Bölüm 6

700 19 1
                                    

Hayatlarımız hayallerimiz kadar toz pembe olmasa da ilerlemek için önce kendi ayaklarımıza vurduğumuz prangları çözmekten başlamalıyız. Peki ya özgür yaşamayı hiç öğrenmediysek o zaman nasıl hayatta kalırız?

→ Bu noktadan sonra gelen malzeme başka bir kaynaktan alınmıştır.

PR #85, opened 2016-06-13
[WIP] browser-ext: annotations for pull requests and file diffs

rothfels:

PR #86, opened 2016-06-13
SFYE release

uforic:
Set of changes intended for SFYE release. Includes:
- Link on homepage for SFYE
- Improved /tools page copy
- Different tools url scheme (/tools/editor, not /tools?type=editor
- Form to gather interest from people about future languages and editors
- MailChimp integration code to collect interest

##### Reviewer tasks

- [ ] HACKS: There are major Javascript hacks to get the location to set. I'd love to know the better way to do some of these, or be pointed to some of thelper functions! (i.e. to strip "editor" off the end of "/tools/editor"
- [ ] SECURITY: New endpoint introduced, pass through to mail chimp. Want to make sure it all looks good
- [ ] COPY: How is the copy lookking

##### Test plan

Have been testing on staging2. Sample forms submitted. 

** Note ** to be able to submit a form after you've submitted it once, open a new incognito browser, or type: window.localStorage["email_subscription_submitted"] = false 

##### Known issues
- [x] Install buttons on action screen look bad, battling with CSS and want to ask for some ideas on this


app/web_modules/sourcegraph/app/routePatterns.js
```diff
@@ -44,6 +45,7 @@ export const rel: {[key: RouteName]: string} = {
 	styleguide: "styleguide",
 	home: "",
 	tools: "tools",
+	tool_selected: "tools/*",
```
rothfels: We use camelCasing elsewhere (e.g. `myRepos`, and `defInfo`). 

Also, I'm assuming `tools` is still a valid top-level route on its own? Maybe instead of `tool_selected` a better name is just `tool`, since it's a drilldown for a specific one. Just nitpicking on name, doesn't really matter, though should be consistent. FYI this is going to automatically show up as a `View*` event in amplitude, all the more reason to do camelCasing and choose a name that is meaningful in an analytics context. Naming this tool would mean we have `ViewTools` and `ViewTool` events, which may be desirable.

app/web_modules/sourcegraph/components/Button.js
```diff
@@ -16,6 +16,8 @@ class Button extends Component {
 		loading: React.PropTypes.bool,
 		color: React.PropTypes.string, // "blue", "purple", "green", "red", "orange"
 		onClick: React.PropTypes.func,
+		type: React.PropTypes.string,
```
rothfels: Looks like this is never used, kill it.

app/web_modules/sourcegraph/dashboard/AnonymousLandingPage.js
```diff
@@ -78,6 +78,31 @@ class AnonymousLandingPage extends Component {
...
+								<p>See usage examples for code instantly, as you type. It's like pair programming with the smartest developer in the world.</p>
+								<div styleName="flex">
+									<div styleName="sfye-flex">
+										<a styleName="" href="/tools/editor">
+											<Button color="blue" onClick={(v) => v && eventLogger.logEvent("ClickedInstallEditorExt")}>
+												Install for your editor
+											</Button>
+										</a>
+									</div>
+									<div styleName="sfye_beta"><em>Beta for Go in Sublime Text and Vim, <a href="/tools/editor?expanded=true">get notified when Sourcgraph is available for your editor</a></em></div>
```
rothfels: is `_beta` still correct?

rothfels: Should this be a sentence, i.e. end with a period, start with "Current in beta..."?

app/web_modules/sourcegraph/home/Selector.js
```diff
@@ -0,0 +1,25 @@
+import React from "react";
```
rothfels: Should this be a generic component? (I.e. one that would live in our style guide?)

If so, it doesn't belong in `/home/` and shouldn't extend styling from `InterestForm`. But if it must be merged as-is, this is just debt that @chexee will need to pay later.

app/web_modules/sourcegraph/home/Selector.js
```diff
@@ -0,0 +1,25 @@
...
+import CSSModules from "react-css-modules";
+import styles from "./styles/InterestForm.css";
+
+class Selector extends React.Component {
+
+	static propTypes = {
+		mapping: React.PropTypes.object.isRequired,
```
rothfels: Does it have to be an object? Why not just an array of strings? It would reduce the amount of code / boilerplate in `InterestForm`.

app/web_modules/sourcegraph/home/Selector.js
```diff
@@ -0,0 +1,25 @@
...
+		requiredTitle: React.PropTypes.string.isRequired,
+	};
+
+	render() {
+		let optionalRender = [];
+		optionalRender.push(<option key="none" value="" disabled="true">{this.props.requiredTitle}</option>);
+		for (let key in this.props.mapping) {
+			optionalRender.push(<option key={key} name={key}>{this.props.mapping[key]}</option>);
```
rothfels: If you move to array of strings, `key` property can be anything unique, e.g. index.

app/web_modules/sourcegraph/home/Selector.js
```diff
@@ -0,0 +1,25 @@
+import React from "react";
+import CSSModules from "react-css-modules";
+import styles from "./styles/InterestForm.css";
+
+class Selector extends React.Component {
+
+	static propTypes = {
+		mapping: React.PropTypes.object.isRequired,
+		requiredTitle: React.PropTypes.string.isRequired,
```
rothfels: How about just `title`? The requirement is implied at the end of the line, doesn't add much value to force the property name to include the constraint.

app/web_modules/sourcegraph/home/Selector.js
```diff
@@ -0,0 +1,25 @@
...
+	};
+
+	render() {
+		let optionalRender = [];
```
rothfels: I don't quite understand the name `optionalRender`. How about `options`?

app/web_modules/sourcegraph/home/InterestForm.js
```diff
@@ -0,0 +1,111 @@
...
+	}
+
+	render() {
+		return (
+			<form onSubmit={this._sendForm.bind(this)}>
+				{this.state.formError && <div>{this.state.formError}</div>}
+				<div styleName="container">
+					<div styleName="table-row">
+						<span styleName="full-input">
+							<input styleName="input-field" type="text" name="firstName" placeholder="Full name*" required={true}/>
```
rothfels: Use our standard `Input` component, I think.

app/web_modules/sourcegraph/home/InterestForm.js
```diff
@@ -0,0 +1,111 @@
...
+		super(props);
+		this.state = {
+			submitted: false,
+			formError: null,
+		};
+
+		this.languages = {
+			java: "Java",
+			python: "Python",
+			php: "PHP",
```
rothfels: Awfully repetitive, I don't think these need to be objects (see later comment).

app/web_modules/sourcegraph/home/InterestForm.js
```diff
@@ -0,0 +1,111 @@
...
+import styles from "./styles/InterestForm.css";
+import {Button} from "sourcegraph/components";
+import Selector from "./Selector";
+import Dispatcher from "sourcegraph/Dispatcher";
+import * as UserActions from "sourcegraph/user/UserActions";
+
+class InterestForm extends React.Component {
+
+	static propTypes = {
+		onSubmitted: React.PropTypes.func.isRequired,
```
rothfels: For consistency, usually named `onSubmit`

app/web_modules/sourcegraph/home/InterestForm.js
```diff
@@ -0,0 +1,111 @@
...
+		};
+	}
+
+	_sendForm(ev) {
+		ev.preventDefault();
+		const name = ev.currentTarget[0]["value"];
+		let firstName = null;
+		let lastName = null;
+		if (name) {
+			const names = name.match(/\S+/g); //	gets rid of leading whitespaces and splits on whitespace
```
rothfels: get rid of leading space before `gets`

rothfels: Also, I think this wouldn't require a comment and does the same thing:
```
name.trim().split(/\s+/)
```

app/web_modules/sourcegraph/home/InterestForm.js
```diff
@@ -0,0 +1,111 @@
...
+			if (names) {
+				firstName = names[0];
+				lastName = names.slice(1).join(" ");
+			}
+		}
+
+		this.props.onSubmitted();
+		Dispatcher.Backends.dispatch(new UserActions.SubmitEmailSubscription(
+			ev.currentTarget[1]["value"].trim(),
+			firstName.trim(),
```
rothfels: The trimming wouldn't be needed here if you use the suggestion above.

app/web_modules/sourcegraph/home/InterestForm.js
```diff
@@ -0,0 +1,111 @@
...
+			lastName.trim(),
+			ev.currentTarget[3]["value"].trim(),
+			ev.currentTarget[2]["value"].trim(),
```
rothfels: The indices here are super obscure, no idea what the ordering is of `currentTarget` other than to look in the `SubmitEmailSubscription` constructor. Is there a chance it could change?

app/web_modules/sourcegraph/home/InterestForm.js
```diff
@@ -0,0 +1,111 @@
...
+	}
+
+	_sendForm(ev) {
+		ev.preventDefault();
+		const name = ev.currentTarget[0]["value"];
+		let firstName = null;
+		let lastName = null;
+		if (name) {
+			const names = name.match(/\S+/g); //	gets rid of leading whitespaces and splits on whitespace
+			if (names) {
```
rothfels: Names should always be defined, given the above.

app/web_modules/sourcegraph/home/InterestForm.js
rothfels: Also, what are the asterisks for?

app/web_modules/sourcegraph/home/InterestForm.js
```diff
@@ -0,0 +1,111 @@
...
+							<Button styleName="button" type="submit" color="purple">Keep me updated!</Button>
+						</span>
+					</div>
+				</div>
+			</form>
+		);
+	}
+}
+
+export default CSSModules(InterestForm, styles, {allowMultiple: true});
```
rothfels: Are you still using the `allowMultiple` option in here? If not, remove.

app/web_modules/sourcegraph/home/ToolComponent.js
```diff
@@ -19,42 +22,114 @@ class ToolComponent extends React.Component {
...
+			java: "Java",
+			python: "Python",
+			php: "PHP",
+			csharp: "C#",
+			javascript: "Javascript",
+			cplusplus: "C++",
+			c: "C",
+			objectivec: "Objective C",
+			ruby: "Ruby",
+			swift: "Swift",
```
rothfels: Bad to have to duplicate these objects. Extract to a common location and import them where they're needed?

rothfels: (Too easy to forget to update one and not the other).

app/web_modules/sourcegraph/home/ToolComponent.js
```diff
@@ -19,42 +22,114 @@ class ToolComponent extends React.Component {
...
+			pycharm: "PyCharm",
+			rubymine: "RubyMine",
+			IntelliJ: "IntelliJ",
+		};
+	}
+
 	_dismissModal() {
-		this.context.eventLogger.logEvent("ToolBackButtonClicked", {toolType: this.props.location.query.tool});
-		this.context.router.replace({...this.props.location, query: ""});
+		this.context.eventLogger.logEvent("ToolBackButtonClicked", {toolType: this.props.location.pathname.split("/").slice(-1)[0]});
```
rothfels: Look at you fancy pants. :)

rothfels: TIL `.slice(-1)` 👍

app/web_modules/sourcegraph/home/ToolComponent.js
```diff
@@ -19,42 +22,114 @@ class ToolComponent extends React.Component {
...
+		this.context.router.replace({...this.props.location, pathname: this.props.location.pathname.split("/").slice(0, -1).join("/")});
+	}
+
+	_toggleView() {
+		this.context.eventLogger.logEvent("EmailSubscriptionViewToggled", {visible: !this.state.formExpanded});
```
rothfels: Shouldn't you remove the `!` in front of `this.state.formExpanded`?

app/web_modules/sourcegraph/home/ToolComponent.js
```diff
@@ -19,42 +22,114 @@ class ToolComponent extends React.Component {
...
+		this.context.router.replace({...this.props.location, query: {...this.props.location.query, expanded: !this.state.formExpanded}});
```
rothfels: And here, too. Feels weird, because the names `visible` and `expanded` do not imply the need to negate `formExpanded`. It would make sense to keep the negation if the names were `hidden` and `collapsed`.

app/web_modules/sourcegraph/home/ToolComponent.js
```diff
@@ -19,42 +22,114 @@ class ToolComponent extends React.Component {
...
+		this.setState({formExpanded: !this.state.formExpanded});
+	}
+
+	_getVisibility() {
```
rothfels: Is this method any better than using `this.state.formExpanded` wherever you call the function?

app/web_modules/sourcegraph/home/ToolComponent.js
```diff
@@ -19,42 +22,114 @@ class ToolComponent extends React.Component {
...
+
+	_optionalFormView() {
+		if (!this.props.supportedTool.interestForm) {
+			return <div/>;
+		}
+
+		if (!this.state.submitted) {
+			return (<div>
+				<div styleName="dont-see-div">
+					<a styleName="dont-see-link" onClick={() => this._toggleView()}>{this.state.formExpanded ? <TriangleDownIcon /> : <TriangleRightIcon />}{this.props.supportedTool.interestForm.title}</a>
```
rothfels: trick: you can replace `() => this._toggleView()` with `this._toggleView`, because you don't pass it any special args.

app/web_modules/sourcegraph/home/ToolComponent.js
```diff
@@ -19,42 +22,114 @@ class ToolComponent extends React.Component {
...
+							<CloseIcon className={base.pt2} />
+						</Button>
+					</div>
+					<div styleName="flex-container">
+						<span>{this.props.supportedTool.hero.img ? <img styleName="tool-img" src={`${this.context.siteConfig.assetsRoot}${this.props.supportedTool.hero.img}`}></img> : <div styleName="tool-img"></div>}</span>
+						<div>
+							<Heading align="left" level="2" className={base.pt5}>{this.props.supportedTool.hero.title}</Heading>
+							<div styleName="tool-item-paragraph">
+								<b>{this.props.supportedTool.hero.subtitle}</b>
+								<br/><br/>
```
rothfels: Generally avoid line breaks like this for presentation, and put presentation in CSS. Not a biggie, fine to leave here, just general advice for the future.

app/web_modules/sourcegraph/home/ToolComponent.js
```diff
@@ -5,12 +5,15 @@ import base from "sourcegraph/components/styles/_base.css";
...
 import {CloseIcon} from "sourcegraph/components/Icons";
 import Modal from "sourcegraph/components/Modal";
+import {TriangleRightIcon, TriangleDownIcon, CheckIcon} from "sourcegraph/components/Icons";
+import InterestForm from "./InterestForm";
 
 class ToolComponent extends React.Component {
 
 	static propTypes = {
 		location: React.PropTypes.object.isRequired,
 		supportedTool: React.PropTypes.object.isRequired,
```
rothfels: General advice for the future (especially important/helpful in JS):

"what properties are on `supportedTool`" will be a common question teammates / others looking at this will ask. For things like `location`, which is used everywhere and has canonical meaning, it's less relevant, but instead of using `React.PropTypes.object` you can do the following:

```
React.PropTypes.shape({
    mySpecialProperty: React.PropTypes.string.isRequired,
    ...
}).isRequired
```

Here's an example of when that becomes very obviously useful: https://sourcegraph.com/github.com/sourcegraph/sourcegraph/-/blob/app/web_modules/sourcegraph/admin/CoverageDrilldown.js

(imagine if the toplevel property was just "object")

app/web_modules/sourcegraph/home/ToolsHomeComponent.js
```diff
@@ -26,11 +26,22 @@ class ToolsHomeComponent extends Component {
 		this.state = {
 			showChromeExtensionCTA: !window.localStorage["installed_chrome_extension"],
 		};
+	}
+
+	componentDidMount() {
+		this.timeout = setTimeout(() => this.setState({
```
rothfels: Do you have to keep a reference to the timeout? Or can you just fire and forget?

app/web_modules/sourcegraph/home/ToolsHomeComponent.js
```diff
@@ -26,11 +26,22 @@ class ToolsHomeComponent extends Component {
...
+			showChromeExtensionCTA: !document.getElementById("sourcegraph-app-bootstrap"),
```
rothfels: Note to self, I've changed the name of this in: https://github.com/sourcegraph/sourcegraph/pull/85

app/web_modules/sourcegraph/home/ToolsHomeComponent.js
```diff
@@ -26,11 +26,22 @@ class ToolsHomeComponent extends Component {
...
+		}), 1);
+	}
 
+	reconcileState(state, props, context) {
+		// TODO(matt): Context wasn't avaiable in the constructor, and we need context to get the assetUrl.
```
rothfels: I don't see you using Context in here. Am I missing something?

app/web_modules/sourcegraph/home/ToolsHomeComponent.js
```diff
@@ -39,33 +50,27 @@ class ToolsHomeComponent extends Component {
...
-
-		this.optionalSelectedToolComponent = this.supportedTools[state.location.query.tool] ? <ToolComponent supportedTool={this.supportedTools[state.location.query.tool]} location={state.location}/> : null;
+		const toolName = state.location.pathname.split("/").slice(-1)[0];
+		this.optionalSelectedToolComponent = this.supportedTools[toolName] ? <ToolComponent supportedTool={this.supportedTools[toolName]} location={state.location}/> : null;
 	}
 
 	_toolClicked(toolType) {
 		this.context.eventLogger.logEventForPage("ToolCTAClicked", "DashboardTools", {toolType: toolType});
-		this.context.router.replace({...this.props.location, query: {tool: toolType}});
+		this.context.router.replace({pathname: "/tools/".concat(toolType)});
```
rothfels: Use string interpolation (the backtic syntax) instead of `.concat`

app/web_modules/sourcegraph/home/index.js
```diff
@@ -11,6 +11,16 @@ export const tools = {
 	},
 };
 
+export const tool_selected = {
```
rothfels: Note to future Matt: this could be structured better as a child component/route of the tools route. `react-router` allows you to nest routes/components, which is essentially what's happening here. Not worth changing in this diff, just remember in the future.

app/web_modules/sourcegraph/home/index.js
```diff
@@ -37,6 +47,10 @@ export const routes: Array<Route> = [
 		path: rel.tools,
 	},
 	{
+		...tool_selected,
```
rothfels: Reminder: if you change the name in `routePatterns`, change the name here.

app/web_modules/sourcegraph/user/UserActions.js
```diff
@@ -167,3 +167,31 @@ export class ResetPasswordCompleted {
 		this.eventName = "ResetPasswordCompleted";
 	}
 }
+
+export class SubmitEmailSubscription {
```
rothfels: If you don't give this an event name, it won't automatically be logged.

services/httpapi/router/router.go
```diff
@@ -77,6 +78,8 @@ func New(base *mux.Router) *mux.Router {
 	base.Path("/forgot").Methods("POST").Name(ForgotPassword)
 	base.Path("/reset").Methods("POST").Name(ResetPassword)
 
+	base.Path("/email-subscription").Methods("POST", "GET").Name(EmailSubscription)
```
rothfels: POST only, not GET

services/httpapi/user.go
```diff
@@ -38,3 +38,24 @@ func serveUserEmails(w http.ResponseWriter, r *http.Request) error {
...
+func serveEmailSubscription(w http.ResponseWriter, r *http.Request) error {
+	newBody, newErr := ioutil.ReadAll(r.Body)
+	if newErr != nil {
+		return newErr
+	}
+
+	client := &http.Client{}
+	req, err := http.NewRequest("POST", "https://us8.api.mailchimp.com/3.0/lists/dd6c4706a1/members", bytes.NewReader(newBody))
+	req.Header.Set("Content-Type", "application/json")
+	req.SetBasicAuth("user", "132948e46a1e7ce8bad6fe375567383e-us8")
```
rothfels: This is a secret, right? We shouldn't check it into the codebase; it should be read from the environment. (I can show you how to do this).

Do you want this to work on test/dev/staging tiers? Is it ok if the endpoint occasionally gets spammed by developers?

services/httpapi/user.go
```diff
@@ -38,3 +38,24 @@ func serveUserEmails(w http.ResponseWriter, r *http.Request) error {
...
+	resp, err := client.Do(req)
+	defer resp.Body.Close()
+	body, err := ioutil.ReadAll(resp.Body)
+	if err != nil {
+		return err
+	}
+
+	return writeJSON(w, string(body))
```
rothfels: Have you tested to see if this works? I thought the second arg needed to be a pointer to a struct, but I could be wrong.

services/worker/plan/srclib_images.go
```diff
@@ -9,7 +9,7 @@ import (
 // developing to make it easier to test out changes to a given toolchain. E.g.,
 // `droneSrclibGoImage = "sourcegraph/srclib-go"`.
 var (
-	droneSrclibBashImage       = "sourcegraph/srclib-bash@sha256:08ed88e0d833ea3f987e685b797867400325de566bc63d4f018e0a7a0ed15c2f"
+	droneSrclibBashImage       = "sourcegraph/srclib-bash@sha256:1b03e7f7b30122238674bbc660e07fdaa09c8840428b8b64595f002f691595a1"
```
rothfels: How did this get in here?

app/web_modules/sourcegraph/home/Selector.js
uforic: @uforic come back later, and do this

app/web_modules/sourcegraph/home/InterestForm.js
uforic: Hey! Silly question, the reason I didn't use the standard "<Input>" element is that I couldn't figure out how to attach styles to it, i.e. I want it to be a certain width. styleName= didn't seem to carry through. Thoughts?

app/web_modules/sourcegraph/home/ToolComponent.js
uforic: Cool - any suggestions on where to put them? Make a class called "StaticContstants" or something, and which folder should it live in? Just wondering what we've done in the past.

app/web_modules/sourcegraph/home/ToolComponent.js
uforic: Haha if you asked me to explain it to you now... I should just link to the stack overflow post :-)

app/web_modules/sourcegraph/home/ToolComponent.js
uforic: Was just thinking about this:

case this.state.formExpanded = false -> We are about to open it, so flipping visilbe = true makes sense. Maybe I'm missing what you were going for - we basically haven't flipped the bit yet. I reordered it, and didn't flip the bit, that  looks better. Toughts?

app/web_modules/sourcegraph/home/ToolComponent.js
uforic: Weird - I tried this, and it didn't work. Thoughts?

app/web_modules/sourcegraph/home/ToolComponent.js
uforic: Got it  so shape is kind of a catch all, you can overload it to have whatever properties you'd like?

Question - the object incoming was also defined, does this result in a double de?

app/web_modules/sourcegraph/home/ToolsHomeComponent.js
uforic: @KattMingMing  - mind jumping in here? Would love to understand this, not sure it makes sense to me,.

app/web_modules/sourcegraph/home/ToolsHomeComponent.js
uforic: Ah, this._sfyeCTA() does (off this this object).

app/web_modules/sourcegraph/home/ToolsHomeComponent.js
uforic: TIL. Nice!

app/web_modules/sourcegraph/home/index.js
uforic: Cool - is there a file I could look at that does this? Also, figure I can ask here - what is the "..." syntax do?

app/web_modules/sourcegraph/user/UserActions.js
uforic: @KattMingMing mind taking a look at this? I checked to see if we do it elsewhere, I didn't see it - so probably worth filling in?

services/httpapi/router/router.go
uforic: Security vuln elsewise? Or just stick to the known quantity?

services/httpapi/user.go
uforic: @KattMingMing - let's figure out what we want to do here. This is kinda sorta secret, I think. I've seen us stick some variables in the environmental variables for the server, maybe we'll do this. I think we are OK with developers doing that, but I've seen we can have a developer and prod key, and just have two different lists. Probably better to do it that way

services/worker/plan/srclib_images.go
uforic: Note to self - fix this tomorrow.

uforic:
Phewph. A couple outstanding items, thanks again @rothfels . @KattMingMing , let's knock the last couple things out tomorrow.

I haven't pushed my changes yet cause i hate when GH minimizes all of them, but anything with a thumbs up is already done.

services/httpapi/user.go
KattMingMing: We should not have this getting spammed by developers since we can only have a certain number of subscriptions. We could swap out the list_id based on dev and hit the sandbox env

services/httpapi/user.go
KattMingMing: I tested this and it worked, I checked the response tab and the JSON was getting back correctly and there weren't any errors, but maybe I missed something?

app/web_modules/sourcegraph/home/index.js
rothfels: repo/routes.js

app/web_modules/sourcegraph/home/Selector.js
uforic: Two things: a) having trouble doing this, after I move the file, the Javascript breaks cryptically, even after changing the various constants and import paths.

b) there is already a dropdown, but it doesn't look very purty. Thinking we can convert all this to a better UI at a separate point. Good point though!

app/web_modules/sourcegraph/home/InterestForm.js
uforic: Roger! Will add some style ideas to the Design Asana.

app/web_modules/sourcegraph/home/ToolComponent.js
uforic: Req'd this.togleView.bind(this)

app/web_modules/sourcegraph/home/ToolComponent.js
uforic: Not doing this for now - the tools page is going to change a lot, and it turns out each supported tool has a bunch of optional arguments, will be worth it once we standardize a bit more!

app/web_modules/sourcegraph/home/ToolsHomeComponent.js
uforic: I took out the variable storage!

Baran Sıla'yı kolundan sürükleyerek kendi odasına fırlattı.
-Eğer ki buradan çıkmaya kalkışırsan sana gösterdiğim tüm bu müsamahaları ödetirim beni bir canavara dönüştürme.
Yerde kıvranan Sıla doğrularak derin bir nefes aldı.
Kafasını kaldırıp hiç olmadığı kadar dik başlı bir şekilde baktı yüzüne.
-Sen zaten bir canavarsın. Buraya beni hapis ederek neyin adaletinden bahsediyorsun. Sende birgun tüm bu yaptıklarının bedelini ödeyeceksin ödeticem sana.
Baran kolundan tutarak yatağa savurdu.
- Kes! Sesini.
-Baran Beyim.
Gelen sesle arkasını dönüp kapıya baktı gelen hizmetli Zeynep'ti.
-Ne oldu Zeynep Abla.
- Ben iyi misiniz diye bakmak istedim.
- yok bir şey ona göz kulak ol nikaha kadar  bu odadan çıkmayacak.
Sılanın kolunu bırakıp kapıya yöneldi. Temiz kıyafetler getir yıkanıp giyinsin. Ayrıca annemin odasından kardeşimin emanetini de bu odaya taşıyın bundan sonra o bakacak.
-Peki beyim sen nasıl istersen.
Kadın odadan çıkıp kapıyı kapattı.
Baran sılaya dönüp baktı. Sıla konuşmayınca odadan çıktı.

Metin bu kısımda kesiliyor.